Filter the lines below, keeping each one that holds "full".

═══ Dataset content ═══

PR #6226, opened 2026-02-18
fix(l1): fix snap-to-full sync auto-switch on mainnet

ilitteri:
## Motivation

After PR #6060, the auto-switch from snap to full sync at startup doesn't fire on mainnet. Every restart goes through snap sync (~15-20s wasted) before eventually switching to full sync mid-cycle. The snap progress display also continues printing after the switch.

## Description

Two bugs:

1. **Auto-switch never fires on mainnet** (`sync_manager.rs`): The check relied on `merge_netsplit_block`, which mainnet's genesis doesn't set (always `None`). Now uses `terminal_total_difficulty_passed` (which mainnet sets to `true`) — any stored block > 0 triggers the switch. Also removes the `!has_checkpoint` guard and clears stale snap state instead of skipping the check.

═══

_Your solution_:
fix(l1): fix snap-to-full sync auto-switch on mainnet
After PR #6060, the auto-switch from snap to full sync at startup doesn't fire on mainnet. Every restart goes through snap sync (~15-20s wasted) before eventually switching to full sync mid-cycle. The snap progress display also continues printing after the switch.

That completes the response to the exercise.